Image above: working on DNA extractions in Aberdeen
Whilst I was in Scotland, I spent a lot of time in the lab taking tissue samples of the different zooplankton species, extracting the DNA from these, amplifying the DNA using PCR and finally sending the purified product to a laboratory in Germany where they would fire a laser at my samples to read the base pairs of the DNA. This process is known as DNA barcoding, and by using this, I am able to distinguish between different species in my samples that superficially look very similar.
By combining these two identifying techniques, not only am I able to identify more and more of the species in my samples, but I can also use one technique to fill a gap in the other. An example of this is for the crustaceans (e.g. crabs, prawns and lobsters) found here. Using taxonomic keys, I have identified the larval stages of a number of different crab species. Most of these crab species have not been DNA barcoded before, which means that currently, if I tried to find a match for these species in the DNA database, I would not come up with the correct answer. In fact, when I tried to do this, the database tried to find the closest related species to my sample… and came up with crab species only found in Hawaii and Easter Island. Safe to say, those are not the species that we have here! Because I have been able to identify these species based on their physical characteristics, I can then add the barcodes I’ve generated to the DNA database, and that means if anyone else has a sample from the same species, they would be able to find a match for their sample in the database.

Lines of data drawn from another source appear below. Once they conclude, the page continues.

PR #16070, opened 2026-03-02
workaround(java-25): add java-25-openjdk and java-25-openjdk-portable compon…

binujp:
java25 needs sources supplied by java-portable-sources which is version 25.0.20.0.10 in fed43 repo. Fedora build pulls in this version from fed42 repo. Downgrading java25 to version 25.0.0.0.32 via an older snapshot date takes care of this.

For java25 portable build, there is a bootstrap stage which needs N-1 jdk version, 24 in our case. This is not available in fed43 or fed42 and fedora build pulls this from fed41. We have to fix this to get stage2 build going. Downgrade will not work. Instead we override the bootstrap java version to 25 - self bootstrap, which will be built by stage1.

Below is copilot's explanation of the mechanics of the change.

Add dedicated component definitions for java-25-openjdk-portable and java-25-openjdk, migrating them from inline definitions in components-full.toml to dedicated comp.toml files with overlays to fix two build failures:

1. Missing bootstrap JDK: The upstream Fedora spec uses conditional BuildRequires that resolve to java-latest-openjdk-devel, which does not pull in a specific JDK version. Added an explicit BuildRequires for java-25-openjdk-devel and set buildjdkver to 25.

2. ccache symlink rejection: OpenJDK's autoconf configure script detects /usr/lib64/ccache/gcc as a ccache wrapper symlink and refuses to proceed:

     configure: error: /usr/lib64/ccache/gcc is a symbolic link to
     ccache. This is not supported.

   Added exports for CC=/usr/bin/gcc, CXX=/usr/bin/g++, and GCC=/usr/bin/gcc in the %build section to bypass the ccache wrappers in PATH.

Overlays applied to java-25-openjdk-portable:
- spec-search-replace: buildjdkver 24 -> 25
- spec-add-tag: BuildRequires java-25-openjdk-devel
- spec-prepend-lines: export CC/CXX/GCC to real compiler paths

java-25-openjdk uses a separate Fedora 43 snapshot (2025-07-30) to match the portable sources version produced by java-25-openjdk-portable.

Tested: Built java-25-openjdk-portable-25.0.0.0.32-0.1.ea.azl4 successfully, producing 13 RPMs (runtime, devel, docs, sources, static-libs, and debug variants).

###### Merge Checklist  

- [ ] Ready to merge

---

###### Summary 

###### Change Log  

- Change
- Change
- Change

**YES/NO**

###### Associated issues  

- #xxxx

###### Links to CVEs  

###### Test Methodology

- Pipeline build id: xxxx

### DIFF
--- a/base/comps/java-25-openjdk-portable/java-25-openjdk-portable.comp.toml
+++ b/base/comps/java-25-openjdk-portable/java-25-openjdk-portable.comp.toml
@@ -17,7 +17,7 @@ regex = '^%global buildjdkver 24$'
 replacement = '%global buildjdkver 25'
 
 [[components.java-25-openjdk-portable.overlays]]
-description = "We need JDK 25 to build sicne that is our bootstrap version"
+description = "We need JDK 25 to build since that is our bootstrap version"
 type = "spec-add-tag"
 tag = "BuildRequires"
 value = "java-25-openjdk-devel"


base/comps/java-25-openjdk-portable/java-25-openjdk-portable.comp.toml
```diff
@@ -0,0 +1,20 @@
...
+replacement = '%global buildjdkver 25'
+
+[[components.java-25-openjdk-portable.overlays]]
+description = "We need JDK 25 to build sicne that is our bootstrap version"
+type = "spec-add-tag"
+tag = "BuildRequires"
+value = "java-25-openjdk-devel"
+
+[[components.java-25-openjdk-portable.overlays]]
+description = "Set GCC and CC environment variables to /usr/bin/gcc to avoid ccache symlink that OpenJDK configure rejects"
```
ddstreetmicrosoft: This isn't a 'fix', this is a workaround because we enable mock ccache (in `distro/mock/azurelinux-4.0.tpl`). Whether or not we should actually do that (especially for production builds) is a debate for another day, but for this PR, please put this overlay into its own commit and label that as a workaround, not a fix.

base/comps/java-25-openjdk-portable/java-25-openjdk-portable.comp.toml
```diff
@@ -0,0 +1,20 @@
+[components.java-25-openjdk-portable]
+spec = { type = "upstream", upstream-distro = { name = "fedora", version = "43", snapshot = "2025-07-22T00:00:00-08:00" } }
```
ddstreetmicrosoft, line 11: This package builds fine for me in a local build, once I disable mock ccache. What's the reason we need to use the older version?

base/comps/java-25-openjdk-portable/java-25-openjdk-portable.comp.toml
ddstreetmicrosoft: this is *definitely* not a fix, this is a workaround because we enable the mock ccache plugin (in `distro/mock/azurelinux-4.0.tpl`). Whether using ccache is appropriate/helpful or not, especially for production builds, is a discussion for another day, but for this please label it as a workaround, not a fix.

ddstreetmicrosoft (commented):
I'm not marking this review as 'request changes' because i don't want to block getting everything building, but I added some comments to explain why I would normally block this PR.

base/comps/java-25-openjdk-portable/java-25-openjdk-portable.comp.toml
ddstreetmicrosoft: correction - it builds fine, but %check fails, if that's the reason for using the older version, shouldn't we just disable %check for now instead?

binujp: This package will not build in stage2 because we do not build jdk24 in stage1. I am also not sure how it built for you without attempting to pull in jdk24! Can you please check what version of jdk it used to bootstrap or did you disable bootstrap build?

base/comps/java-25-openjdk-portable/java-25-openjdk-portable.comp.toml
binujp: Yes, will do.

base/comps/java-25-openjdk-portable/java-25-openjdk-portable.comp.toml
ddstreetmicrosoft: this package doesn't require 24:
https://src.fedoraproject.org/rpms/java-25-openjdk-portable/blob/f43/f/java-25-openjdk-portable.spec#_414

base/comps/java-25-openjdk-portable/java-25-openjdk-portable.comp.toml
ddstreetmicrosoft: I talked to @reubeno and he thinks we should switch the mock cfg to default to ccache disabled, can you include a commit to do that instead of this workaround?

ddstreetmicrosoft:
I built `java-25-openjdk-portable` locally with only 2 changes:
1) set `config_opts['plugin_conf']['ccache_enable'] = False` in `distro/mock/azurelinux-4.0.tpl`
2) add overlay to fix spec file missing `%changelog` section:
```
[[components.java-25-openjdk-portable.overlays]]
type = "spec-search-replace"
regex = "%autochangelog"
replacement = "%changelog\n%autochangelog"

```

The `java-25-openjdk` package does need to build at the older commit for stage1. After we finish bootstrapping we can (and should) remove that.

ddstreetmicrosoft:
We had some discussion and the issue here is a stage1/stage2 problem:

For stage1, the java-25-openjdk-portable package will build fine (with [changes noted](https://github.com/microsoft/azurelinux/pull/16070#issuecomment-3985806372)), but the java-25-openjdk will not build because the version of the java-25-openjdk-portable pacakge it needs has not been published in f43. So an older version of the java-25-opendjk package must be built in stage1, using the older java-25-openjdk-portable published in f43.

Then in stage2, which uses only packages built in stage1 and does not use the f43 repo packages, the java-25-openjdk-portable package can still build (with noted changes), but the java-25-openjdk package will not build, because the older java-25-openjdk-portable package is not available.

This is the easiest way to get both packages building in both stages, i.e. set both to the older version. After our bootstrap phase we can iterate up to the latest version.

One change I would prefer is to not add the workaround for ccache; if we can merge #16081 first, then this PR can remove the ccache workaround.

ddstreetmicrosoft:
i think your rebase might have got messed up, there's a lot of wrong-hash commits in your pr for recent changes to the tomls/base/main branch

binujp:
Whoops, let me take a look.

base/comps/java-25-openjdk-portable/java-25-openjdk-portable.comp.toml
binujp: Done.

I’m very happy to be back here in the Falklands and going out on the boat to get the samples! It’s great to be able to be back in the lab going through the samples again, and actually knowing what far more of the species are than when I left, thanks to the work in Aberdeen. As we’ve had a couple of volunteers in SAERI for work experience week, I’ve been putting together a photo ID guide to allow for quick species identification – it’s a very nice way of being able to visualise what work I’ve done, and what I still need to do. I have a nick name for each of the morphospecies I find in my samples, but at some point I am going to have to have a more formal name for these!
Image above: Samples after a storm - kelp confetti and krill!
Image left: Krill clearing showing photophores
This project is hosted by the University of Aberdeen and SAERI. Collaborators and sponsors include Fortuna LTD, Darwin Plus, Shallow Marine Surveys Group, Falkland Island Fisheries and the Environmental Studies Budget (Falkland Islands Government). Rhian’s PhD supervisors include Dr Jesse van der Grient and Dr Paul Brickle at SAERI and Professor Stuart Piertney and Dr Alex Douglas at the University of Aberdeen.